Tuesday starts bright and early to a cheery welcome from the 7 year olds at Ynyswen school, who, thankfully, remember me. “Miss, Miss, are we going out on another trip?” “Miss, Miss can we go for a walk?” The first visit seems to have stayed with them. I pull up the scores of the sketches I’ve written, which were based on their compositions we did last time. We talk about how the dots on the page are like a script for actors, they tell the musicians what to play. We also talk about other types of scores and before long, we’ve got the children making their own graphic scores of my pieces. We talk about what sounds to listen to, spiky, smooth, loud, quiet, high , low, short, long and how we might draw them. The whole group go dotty at a staccato cornet passage! 

After a quick coffee with Craig and Charlotte (Making Music and Ty Cerdd respectively) to discuss the logistics of getting 2 brass bands on one stage (!) I head off to have tea with local historian and walk designer Cennard Davies. Cennard greets me with true Welsh hospitality and I am offered bara brith and tea. His head holds so much of Treorchy’s history, it’s a truly fascinating afternoon, recording his stories for the guided history walk and a poem by Ben Bowen which we’re hoping to use in the performance. Cennard tells me the story of an old friend of the family who used to come to his house each year to commemorate a momentous event in his life. The dining room served as the operating theatre when he was carried down from an accident at the mine. His leg was amputated with nothing but whisky for anesthetic and the kitchen table for an operating table. Each year he came back to toast the table with a drink. I can’t resist taking a photo. 

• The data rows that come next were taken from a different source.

PR #2569, opened 2020-06-24
Show CCPA CMP to US users

GHaberis:
## Why are you doing this?

From July 1st the main Guardian domain will be collecting US users consent state in relation to CCPA. We will also be required to do this across on `support.theguardian.com`.

@guardian/commercial-dev have been working on a library https://www.npmjs.com/package/@guardian/consent-management-platform that can be used to surface a CCPA compliant CMP to our US audience. If a user is in the US, we should initialise the CCPA CMP, otherwise we should continue using the current CMP.

The CCPA CMP will show on the user's first page view, at which point they have the opportunity to opt out of tracking, if they don't opt out at this point they will be considered to have opted in all subsequent page views and the CMP will not show again.

[**Trello Card**](https://trello.com/c/bs3xSiSJ/3101-implement-ccpa-cmp-for-us-audience-on-supporttheguardiancom)

## Changes

- `page.js` now imports `import { init as initCMP } from '@guardian/consent-management-platform'`. If a user is in The 'US' we call `initCMP` with `useCCPA: true` when we initialise the page, this will show the CCPA CMP to that user if required.
- `getTrackingConsent` in `thirdPartyTrackingConsentTest.js` is now asynchronous and returns a `Promise<ThirdPartyTrackingConsent> ` instead of `ThirdPartyTrackingConsent`. This is necessary because we have to use `onIabConsentNotification` to obtain CCPA `consentState` which is an asynchronous action.
- I've deleted the `trackingConsent` prop in the Redux store and removed all associated actions/dispatchers. I've chosen to do this as initialising the store would have to become an asynchronous action following the updates to `getTrackingConsent`, doing this may have performance implications and would involve a significant refactor. The `trackingConsent` prop was only used by the `consentBanner.jsx` to determine whether it should show so I've moved the logic to call `getTrackingConsent` into the component itself.
- Updated `getData` in `googleTagManager.js` to be asynchronous as it relies upon  the result of `getTrackingConsent`.
- Added the following domains to the `content-security-policy`: https://ccpa-service.sp-prod.net, https://ccpa-notice.sp-prod.net, https://consent.theguardian.com, https://ccpa.sp-prod.net. This was necessary to get the CCPA CMP to load within an iframe.

## Todo

- Put CCPA behind a feature switch so it can easily be enabled/disabled.

## Screenshots

**CCPA CMP on Mobile...**

support-us-cmp

**CCPA CMP on Desktop...**

support-us-cmp-dt


GHaberis:
I'm looking at why the command `yarn build-ssr` now fails, it's doing this because we're importing `import { init as initCMP } from '@guardian/consent-management-platform'` in page.js, and it fails with the following error: `ReferenceError: __uspapi is not defined`. `__uspapi`  must be referenced within the @guardian/consent-management-platform or it's dependencies.

GHaberis:
> I'm looking at why the command `yarn build-ssr` now fails, it's failing because we're importing `import { init as initCMP } from '@guardian/consent-management-platform'` in `page.js`, and it fails with the following error: `ReferenceError: __uspapi is not defined`. `__uspapi` must be referenced within the `@guardian/consent-management-platform` or it's dependencies.

This fails  because at build time we're trying to generate static HTML versions of the `contributions-landing.html` and `showcase.html` pages. We're doing this by running the `'pages/showcase/showcase'` and `pages/contributions-landing/EmptyContributionsLandingPage` entry points on the server at build time, these entry points contain code that expects to run in a browser, with references to the browser API within, to get around this we're using `JSDOM` to mock various aspects  of the browser API. Some of the dependencies pulled in by `@guardian/consent-management-platform` are failing because they're not designed to be run on the server this way.

I'd be keen to discuss options here. A short-term work around is to turn off server side rendering (SSR) for these two pages. Another work around is using webpack we could create an alias (stub) of `@guardian/consent-management-platform` that's used by webpack instead of the real `@guardian/consent-management-platform`  at build time, only for these SSR pages. Neither are ideal. A longer term solution would be to revisit how we do SSR.

GHaberis:
I've fixed the server side rendering by stubbing `window.__uspapi` on the server.

lucymonie:
This is more of a question about the text content, but I was wondering about the decision to show a California-specific message to the whole of the US. This could seem a little tone-deaf in some parts of the US where California is regarded as ...well, California.

GHaberis:
> This is more of a question about the text content, but I was wondering about the decision to show a California-specific message to the whole of the US. This could seem a little tone-deaf in some parts of the US where California is regarded as ...well, California.

It's a good question, honestly I'm not sure of the detail but I believe CCPA is being adopted as a blueprint by many other states, and there many organisations are also applying it across all states as best practise.

support-frontend/assets/helpers/tracking/ccpa.js
```diff
@@ -0,0 +1,17 @@
...
+
+import {
+  detect as detectCountry,
+  type IsoCountry,
+} from 'helpers/internationalisation/country';
+
+// ----- Functions ----- //
+
+export const ccpaEnabled = (): boolean => {
+  const useCCPA = true; // set false to switch CCPA off
```
tomrf1, line 13: Is it worth having this in the switchboard?

ripecosta:
> This is more of a question about the text content, but I was wondering about the decision to show a California-specific message to the whole of the US. This could seem a little tone-deaf in some parts of the US where California is regarded as ...well, California.

I can provided some context regarding decisions. The label for this link was decided by the DPO (IIRC) so that the connection between the options and CCPA (California Consumer Privacy Act) is clear. Because geolocation is sometimes not precise enough to differentiate between US state, it's been decided to apply it to the US as a whole to be on the safe side.

support-frontend/assets/helpers/page/page.js
```diff
@@ -136,11 +134,22 @@ function init<S, A>(
   pageReducer?: CommonState => Reducer<S, A> | null,
   thunk?: boolean = false,
 ): Store<*, *, *> {
-
   try {
+    /**
+     * If ccpaEnabled initialise CCPA CMP as early
+     * as possible so subsequent call so
```
ripecosta, line 140:
```suggestion
     * as possible so subsequent call to
```

support-frontend/assets/helpers/tracking/ccpa.js
GHaberis: Yes definitely, this was my intention which I listed as a todo, I'm not sure if/how we uses switches on support-frontend, any guidance/examples would be appreciated.

support-frontend/assets/helpers/tracking/thirdPartyTrackingConsent.js
```diff
@@ -13,16 +16,48 @@ export type ThirdPartyTrackingConsent = typeof OptedIn
...
+         * */
+        if (typeof consentState !== 'boolean') {
+          throw new Error('consentState not a boolean');
+        } else {
+          // consentState true means the user has OptedOut
+          resolve(consentState ? OptedOut : OptedIn);
+        }
+      });
+    }).catch((err) => {
+      console.log('***** ERR *****', err);
```
ripecosta, line 36: Was leaving this in deliberate or just for testing purposes?

GHaberis: thanks for pointing out, that should be removed

lucymonie:
> > This is more of a question about the text content, but I was wondering about the decision to show a California-specific message to the whole of the US. This could seem a little tone-deaf in some parts of the US where California is regarded as ...well, California.
> 
> I can provided some context regarding decisions. The label for this link was decided by the DPO (IIRC) so that the connection between the options and CCPA (California Consumer Privacy Act) is clear. Because geolocation is sometimes not precise enough to differentiate between US state, it's been decided to apply it to the US as a whole to be on the safe side.

Thanks for the background @ripecosta! Sounds like it has been through 

> > This is more of a question about the text content, but I was wondering about the decision to show a California-specific message to the whole of the US. This could seem a little tone-deaf in some parts of the US where California is regarded as ...well, California.
> 
> I can provided some context regarding decisions. The label for this link was decided by the DPO (IIRC) so that the connection between the options and CCPA (California Consumer Privacy Act) is clear. Because geolocation is sometimes not precise enough to differentiate between US state, it's been decided to apply it to the US as a whole to be on the safe side.

Thanks for the background @ripecosta. I totally agree that showing it to the whole of the US is great. I just think the wording could annoy some users who might not be fans of California.

mxdvl:
Would you like to move to the new CMP (v4)?

GHaberis:
> Would you like to move to the new CMP (v4)?

What does this entail? I can't find much information about v4 and how it differs to v3, it looks like `3.4.10` is the latest published version at https://www.npmjs.com/package/@guardian/consent-management-platform.

GHaberis:
@mxdvl from what I can see `v4` includes from https://github.com/guardian/frontend CCPA and TCFv2, this PR is for CCPA only, we will upgrade to TCFv2 in a following PR, which is when I think it'll be required to move to `v4` of `@guardian/consent-management-platform`.

support-frontend/assets/helpers/page/page.js
```diff
@@ -134,11 +132,22 @@ function init<S, A>(
...
+     * If ccpaEnabled initialise CCPA CMP as early
+     * as possible so subsequent call to
+     * onIabConsentNotification returns the correct
+     * consentState.
+    * */
+    if (ccpaEnabled()) {
+      initCMP({
+        useCcpa: true,
+      });
+    }
```
mxdvl, line 146: To update to V4:

```suggestion
    if (ccpaEnabled()) {
      init({
        inInUsa: ccpaEnabled(),
      });
    }
```

ripecosta: CMP v4 is still in beta so I would advise against using it until a stable and thoroughly tested version is released.

GHaberis: I've opted to release this with v3 for now and upgrade to v4 when we are ready to release TCFv2.

support-frontend/assets/components/consentBanner/consentBanner.jsx
```diff
@@ -1,79 +1,83 @@
 // @flow
-import React from 'react';
-import type { Dispatch } from 'redux';
-import { connect } from 'react-redux';
-import type { ThirdPartyTrackingConsent } from '../../helpers/tracking/thirdPartyTrackingConsent';
+import React, { Component } from 'react';
+import { getTrackingConsent, writeTrackingConsentCookie, type ThirdPartyTrackingConsent } from '../../helpers/tracking/thirdPartyTrackingConsent';
```
rupertbates, line 3: could just be `from 'helpers/tracking...` I think, I realise this was already here though so up to you if you want to tidy it up

support-frontend/assets/components/consentBanner/consentBanner.jsx
```diff
@@ -1,79 +1,83 @@
...
+type StateTypes = {
+  showBanner: boolean,
 }
 
-function mapStateToProps(state) {
-  return {
-    trackingConsent: state.common.trackingConsent,
-  };
-}
+class ConsentBanner extends Component<{}, StateTypes> {
```
rupertbates, line 20: You could use hooks to manage the state rather than a class as Tom F has done in [this PR](https://github.com/guardian/support-frontend/pull/2625)

support-frontend/assets/helpers/page/commonActions.js
```diff
@@ -18,7 +13,6 @@ export type SetCountryAction = { type: 'SET_COUNTRY_INTERNATIONALISATION', count
 export type Action =
   | SetCountryAction
   | { type: 'SET_EXISTING_PAYMENT_METHODS', existingPaymentMethods: ExistingPaymentMethod[] }
-  | { type: 'SET_TRACKING_CONSENT', trackingConsent: ThirdPartyTrackingConsent }
```
rupertbates, line 21: It's quite nice to have this just within the consent form rather than the global state I think

support-frontend/assets/helpers/page/page.js
```diff
@@ -134,11 +132,23 @@ function init<S, A>(
...
   thunk?: boolean = false,
 ): Store<*, *, *> {
-
   try {
+    /**
+     * Dynamically load @guardian/consent-management-platform
+     * on condition we're not server side rendering (ssr) the page.
+     * @guardian/consent-management-platform breaks ssr otherwise.
+     */
+    if (!getGlobal('ssr') && ccpaEnabled()) {
```
rupertbates, line 141: Could we check the user's country here to avoid loading the cmp when we don't need to?

GHaberis: That's what's happening, we only import `@guardian/consent-management-platform` when `ccpaEnabled()` is `true` (if the user is in the US).

support-frontend/assets/helpers/tracking/ccpa.js
```diff
@@ -0,0 +1,18 @@
...
+import {
+  detect as detectCountry,
+  type IsoCountry,
+} from 'helpers/internationalisation/country';
+import { isTestSwitchedOn } from 'helpers/globals';
+
+// ----- Functions ----- //
+
+export const ccpaEnabled = (): boolean => {
+  const useCCPA = isTestSwitchedOn('ccpaEnabled');
```
rupertbates, line 14: Why are we managing this as a test rather than a standard switch?

support-frontend/assets/helpers/tracking/thirdPartyTrackingConsent.js
```diff
@@ -1,6 +1,10 @@
 // @flow
 
+// import { onIabConsentNotification } from '@guardian/consent-management-platform';
```
rupertbates, line 3: Remove commented line

support-frontend/assets/helpers/page/page.js
rupertbates: Ah I've just seen that `ccpaEnabled` does check that 👍

support-frontend/scripts/ssrScript.js
```diff
@@ -12,6 +12,7 @@ global.URLSearchParams = require('url').URLSearchParams;
 global.window = window;
 global.window.guardian = {
   settings: {},
+  ssr: true,
```
rupertbates, line 15: This is a nice solution

support-frontend/assets/helpers/tracking/ccpa.js
GHaberis: It was suggested elsewhere I use `isTestSwitchedOn` but I agree a non-test switch seems more appropriate. Will set this up  now.

support-frontend/assets/components/consentBanner/consentBanner.jsx
GHaberis: As discussed this `consentBanner.jsx` will be deprecated shortly so I'm going to avoid further updates  in this PR.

Straight from Cennard’s stories I head to Abergavenny band rehearsal, where they have a work through some of the sketches I’ve brought with me. There’s still a lot to learn about writing for band. Some of the sections work quite nicely but others need breaking up, changing register and rethinking. I’m writing this as I listen to their rehearsal. Tomorrow to Friday I have booked myself writing days, so I’m hoping to get these ideas and developments down, into scores and away to Phil to try by the weekend.